Start of Dataset extract

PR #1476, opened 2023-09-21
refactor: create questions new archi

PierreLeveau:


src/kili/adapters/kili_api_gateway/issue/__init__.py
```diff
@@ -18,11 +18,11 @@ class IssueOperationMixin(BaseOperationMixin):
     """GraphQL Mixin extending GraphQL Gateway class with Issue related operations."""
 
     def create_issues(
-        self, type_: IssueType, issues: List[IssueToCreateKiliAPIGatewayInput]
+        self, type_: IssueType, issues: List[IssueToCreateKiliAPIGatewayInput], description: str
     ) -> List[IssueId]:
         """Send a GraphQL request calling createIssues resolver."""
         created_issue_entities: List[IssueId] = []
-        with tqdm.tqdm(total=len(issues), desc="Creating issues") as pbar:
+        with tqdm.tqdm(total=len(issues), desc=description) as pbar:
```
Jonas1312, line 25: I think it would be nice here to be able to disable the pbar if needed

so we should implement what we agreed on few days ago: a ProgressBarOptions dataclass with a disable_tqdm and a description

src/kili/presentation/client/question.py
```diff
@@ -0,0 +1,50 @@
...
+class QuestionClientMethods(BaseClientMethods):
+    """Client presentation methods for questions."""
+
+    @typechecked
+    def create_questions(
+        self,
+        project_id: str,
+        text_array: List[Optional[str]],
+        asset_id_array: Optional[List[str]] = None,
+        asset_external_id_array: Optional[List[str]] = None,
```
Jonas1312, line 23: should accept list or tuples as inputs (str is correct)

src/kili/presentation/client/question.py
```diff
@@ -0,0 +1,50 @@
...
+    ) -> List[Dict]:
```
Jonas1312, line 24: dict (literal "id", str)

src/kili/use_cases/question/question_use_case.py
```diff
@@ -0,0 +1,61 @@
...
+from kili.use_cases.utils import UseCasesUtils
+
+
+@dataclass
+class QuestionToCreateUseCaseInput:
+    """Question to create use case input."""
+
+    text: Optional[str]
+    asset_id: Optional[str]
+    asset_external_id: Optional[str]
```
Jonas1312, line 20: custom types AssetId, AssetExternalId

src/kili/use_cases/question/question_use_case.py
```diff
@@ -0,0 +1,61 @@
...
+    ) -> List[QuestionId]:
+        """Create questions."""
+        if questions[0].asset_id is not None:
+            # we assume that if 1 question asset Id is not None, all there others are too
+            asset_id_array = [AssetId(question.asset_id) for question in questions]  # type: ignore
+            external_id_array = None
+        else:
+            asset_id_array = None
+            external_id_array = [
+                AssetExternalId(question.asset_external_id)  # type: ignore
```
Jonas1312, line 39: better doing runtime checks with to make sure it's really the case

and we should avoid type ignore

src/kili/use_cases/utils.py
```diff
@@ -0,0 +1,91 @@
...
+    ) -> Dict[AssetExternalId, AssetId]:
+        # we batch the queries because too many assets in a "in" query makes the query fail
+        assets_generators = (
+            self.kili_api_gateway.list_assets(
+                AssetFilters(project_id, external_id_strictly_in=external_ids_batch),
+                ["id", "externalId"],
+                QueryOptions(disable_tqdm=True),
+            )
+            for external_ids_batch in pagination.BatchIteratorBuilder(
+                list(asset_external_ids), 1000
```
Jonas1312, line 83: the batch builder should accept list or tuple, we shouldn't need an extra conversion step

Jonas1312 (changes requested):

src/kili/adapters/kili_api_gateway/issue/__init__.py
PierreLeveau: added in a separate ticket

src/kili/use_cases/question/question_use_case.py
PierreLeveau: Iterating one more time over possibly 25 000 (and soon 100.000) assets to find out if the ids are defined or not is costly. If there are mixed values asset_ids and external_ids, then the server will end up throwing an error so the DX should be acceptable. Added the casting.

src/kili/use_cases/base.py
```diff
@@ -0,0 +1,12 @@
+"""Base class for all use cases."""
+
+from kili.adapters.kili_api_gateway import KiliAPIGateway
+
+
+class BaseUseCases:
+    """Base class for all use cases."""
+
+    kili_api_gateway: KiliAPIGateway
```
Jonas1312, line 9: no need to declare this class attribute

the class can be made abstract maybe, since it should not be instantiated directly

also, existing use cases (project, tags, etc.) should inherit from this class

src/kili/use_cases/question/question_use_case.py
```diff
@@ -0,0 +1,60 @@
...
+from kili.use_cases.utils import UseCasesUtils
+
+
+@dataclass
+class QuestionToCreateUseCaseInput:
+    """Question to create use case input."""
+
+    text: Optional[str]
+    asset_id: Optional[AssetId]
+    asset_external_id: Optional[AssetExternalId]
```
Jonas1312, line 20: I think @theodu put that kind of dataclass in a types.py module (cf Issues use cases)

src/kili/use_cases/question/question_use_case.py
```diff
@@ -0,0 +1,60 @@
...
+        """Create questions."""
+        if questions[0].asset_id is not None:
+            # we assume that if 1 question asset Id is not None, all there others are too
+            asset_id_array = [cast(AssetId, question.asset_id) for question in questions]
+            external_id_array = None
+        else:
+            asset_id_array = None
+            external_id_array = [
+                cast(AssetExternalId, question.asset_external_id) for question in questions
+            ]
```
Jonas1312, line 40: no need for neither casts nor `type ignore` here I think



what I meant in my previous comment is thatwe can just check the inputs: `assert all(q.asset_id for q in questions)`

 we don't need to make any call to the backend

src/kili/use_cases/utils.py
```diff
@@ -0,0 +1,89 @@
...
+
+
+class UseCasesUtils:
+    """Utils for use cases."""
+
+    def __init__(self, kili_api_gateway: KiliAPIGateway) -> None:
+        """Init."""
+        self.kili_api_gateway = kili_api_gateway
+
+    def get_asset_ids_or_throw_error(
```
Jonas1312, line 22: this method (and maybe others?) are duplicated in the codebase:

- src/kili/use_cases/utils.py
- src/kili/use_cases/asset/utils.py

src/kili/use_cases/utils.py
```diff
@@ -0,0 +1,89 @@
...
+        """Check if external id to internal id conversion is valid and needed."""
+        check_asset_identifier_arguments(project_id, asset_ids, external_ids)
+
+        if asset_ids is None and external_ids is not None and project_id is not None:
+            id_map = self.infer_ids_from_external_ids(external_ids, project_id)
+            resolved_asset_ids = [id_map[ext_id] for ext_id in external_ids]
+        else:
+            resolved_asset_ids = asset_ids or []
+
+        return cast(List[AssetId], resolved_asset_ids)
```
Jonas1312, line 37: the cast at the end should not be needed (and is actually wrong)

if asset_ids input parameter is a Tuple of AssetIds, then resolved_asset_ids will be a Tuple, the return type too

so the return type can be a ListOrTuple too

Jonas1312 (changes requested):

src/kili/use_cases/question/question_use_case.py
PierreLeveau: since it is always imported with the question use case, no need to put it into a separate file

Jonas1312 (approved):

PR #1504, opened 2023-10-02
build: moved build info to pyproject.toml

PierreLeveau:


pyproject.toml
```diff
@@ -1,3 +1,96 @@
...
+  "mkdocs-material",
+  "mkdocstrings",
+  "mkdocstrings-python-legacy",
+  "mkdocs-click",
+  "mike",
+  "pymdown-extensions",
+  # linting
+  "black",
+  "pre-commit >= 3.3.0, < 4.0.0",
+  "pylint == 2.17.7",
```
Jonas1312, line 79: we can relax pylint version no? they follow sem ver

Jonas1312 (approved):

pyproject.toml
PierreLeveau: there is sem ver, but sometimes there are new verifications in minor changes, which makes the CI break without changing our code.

End of Dataset extract

Task statement
Write the whole listing out again. Keep every line exactly as it is.

Solution for this task
PR #1476, opened 2023-09-21
refactor: create questions new archi

PierreLeveau:


src/kili/adapters/kili_api_gateway/issue/__init__.py
```diff
@@ -18,11 +18,11 @@ class IssueOperationMixin(BaseOperationMixin):
     """GraphQL Mixin extending GraphQL Gateway class with Issue related operations."""
 
     def create_issues(
-        self, type_: IssueType, issues: List[IssueToCreateKiliAPIGatewayInput]
+        self, type_: IssueType, issues: List[IssueToCreateKiliAPIGatewayInput], description: str
     ) -> List[IssueId]:
         """Send a GraphQL request calling createIssues resolver."""
         created_issue_entities: List[IssueId] = []
-        with tqdm.tqdm(total=len(issues), desc="Creating issues") as pbar:
+        with tqdm.tqdm(total=len(issues), desc=description) as pbar:
```
Jonas1312, line 25: I think it would be nice here to be able to disable the pbar if needed

so we should implement what we agreed on few days ago: a ProgressBarOptions dataclass with a disable_tqdm and a description

src/kili/presentation/client/question.py
```diff
@@ -0,0 +1,50 @@
...
+class QuestionClientMethods(BaseClientMethods):
+    """Client presentation methods for questions."""
+
+    @typechecked
+    def create_questions(
+        self,
+        project_id: str,
+        text_array: List[Optional[str]],
+        asset_id_array: Optional[List[str]] = None,
+        asset_external_id_array: Optional[List[str]] = None,
```
Jonas1312, line 23: should accept list or tuples as inputs (str is correct)

src/kili/presentation/client/question.py
```diff
@@ -0,0 +1,50 @@
...
+    ) -> List[Dict]:
```
Jonas1312, line 24: dict (literal "id", str)

src/kili/use_cases/question/question_use_case.py
```diff
@@ -0,0 +1,61 @@
...
+from kili.use_cases.utils import UseCasesUtils
+
+
+@dataclass
+class QuestionToCreateUseCaseInput:
+    """Question to create use case input."""
+
+    text: Optional[str]
+    asset_id: Optional[str]
+    asset_external_id: Optional[str]
```
Jonas1312, line 20: custom types AssetId, AssetExternalId

src/kili/use_cases/question/question_use_case.py
```diff
@@ -0,0 +1,61 @@
...
+    ) -> List[QuestionId]:
+        """Create questions."""
+        if questions[0].asset_id is not None:
+            # we assume that if 1 question asset Id is not None, all there others are too
+            asset_id_array = [AssetId(question.asset_id) for question in questions]  # type: ignore
+            external_id_array = None
+        else:
+            asset_id_array = None
+            external_id_array = [
+                AssetExternalId(question.asset_external_id)  # type: ignore
```
Jonas1312, line 39: better doing runtime checks with to make sure it's really the case

and we should avoid type ignore

src/kili/use_cases/utils.py
```diff
@@ -0,0 +1,91 @@
...
+    ) -> Dict[AssetExternalId, AssetId]:
+        # we batch the queries because too many assets in a "in" query makes the query fail
+        assets_generators = (
+            self.kili_api_gateway.list_assets(
+                AssetFilters(project_id, external_id_strictly_in=external_ids_batch),
+                ["id", "externalId"],
+                QueryOptions(disable_tqdm=True),
+            )
+            for external_ids_batch in pagination.BatchIteratorBuilder(
+                list(asset_external_ids), 1000
```
Jonas1312, line 83: the batch builder should accept list or tuple, we shouldn't need an extra conversion step

Jonas1312 (changes requested):

src/kili/adapters/kili_api_gateway/issue/__init__.py
PierreLeveau: added in a separate ticket

src/kili/use_cases/question/question_use_case.py
PierreLeveau: Iterating one more time over possibly 25 000 (and soon 100.000) assets to find out if the ids are defined or not is costly. If there are mixed values asset_ids and external_ids, then the server will end up throwing an error so the DX should be acceptable. Added the casting.

src/kili/use_cases/base.py
```diff
@@ -0,0 +1,12 @@
+"""Base class for all use cases."""
+
+from kili.adapters.kili_api_gateway import KiliAPIGateway
+
+
+class BaseUseCases:
+    """Base class for all use cases."""
+
+    kili_api_gateway: KiliAPIGateway
```
Jonas1312, line 9: no need to declare this class attribute

the class can be made abstract maybe, since it should not be instantiated directly

also, existing use cases (project, tags, etc.) should inherit from this class

src/kili/use_cases/question/question_use_case.py
```diff
@@ -0,0 +1,60 @@
...
+from kili.use_cases.utils import UseCasesUtils
+
+
+@dataclass
+class QuestionToCreateUseCaseInput:
+    """Question to create use case input."""
+
+    text: Optional[str]
+    asset_id: Optional[AssetId]
+    asset_external_id: Optional[AssetExternalId]
```
Jonas1312, line 20: I think @theodu put that kind of dataclass in a types.py module (cf Issues use cases)

src/kili/use_cases/question/question_use_case.py
```diff
@@ -0,0 +1,60 @@
...
+        """Create questions."""
+        if questions[0].asset_id is not None:
+            # we assume that if 1 question asset Id is not None, all there others are too
+            asset_id_array = [cast(AssetId, question.asset_id) for question in questions]
+            external_id_array = None
+        else:
+            asset_id_array = None
+            external_id_array = [
+                cast(AssetExternalId, question.asset_external_id) for question in questions
+            ]
```
Jonas1312, line 40: no need for neither casts nor `type ignore` here I think



what I meant in my previous comment is thatwe can just check the inputs: `assert all(q.asset_id for q in questions)`

 we don't need to make any call to the backend

src/kili/use_cases/utils.py
```diff
@@ -0,0 +1,89 @@
...
+
+
+class UseCasesUtils:
+    """Utils for use cases."""
+
+    def __init__(self, kili_api_gateway: KiliAPIGateway) -> None:
+        """Init."""
+        self.kili_api_gateway = kili_api_gateway
+
+    def get_asset_ids_or_throw_error(
```
Jonas1312, line 22: this method (and maybe others?) are duplicated in the codebase:

- src/kili/use_cases/utils.py
- src/kili/use_cases/asset/utils.py

src/kili/use_cases/utils.py
```diff
@@ -0,0 +1,89 @@
...
+        """Check if external id to internal id conversion is valid and needed."""
+        check_asset_identifier_arguments(project_id, asset_ids, external_ids)
+
+        if asset_ids is None and external_ids is not None and project_id is not None:
+            id_map = self.infer_ids_from_external_ids(external_ids, project_id)
+            resolved_asset_ids = [id_map[ext_id] for ext_id in external_ids]
+        else:
+            resolved_asset_ids = asset_ids or []
+
+        return cast(List[AssetId], resolved_asset_ids)
```
Jonas1312, line 37: the cast at the end should not be needed (and is actually wrong)

if asset_ids input parameter is a Tuple of AssetIds, then resolved_asset_ids will be a Tuple, the return type too

so the return type can be a ListOrTuple too

Jonas1312 (changes requested):

src/kili/use_cases/question/question_use_case.py
PierreLeveau: since it is always imported with the question use case, no need to put it into a separate file

Jonas1312 (approved):

PR #1504, opened 2023-10-02
build: moved build info to pyproject.toml

PierreLeveau:


pyproject.toml
```diff
@@ -1,3 +1,96 @@
...
+  "mkdocs-material",
+  "mkdocstrings",
+  "mkdocstrings-python-legacy",
+  "mkdocs-click",
+  "mike",
+  "pymdown-extensions",
+  # linting
+  "black",
+  "pre-commit >= 3.3.0, < 4.0.0",
+  "pylint == 2.17.7",
```
Jonas1312, line 79: we can relax pylint version no? they follow sem ver

Jonas1312 (approved):

pyproject.toml
PierreLeveau: there is sem ver, but sometimes there are new verifications in minor changes, which makes the CI break without changing our code.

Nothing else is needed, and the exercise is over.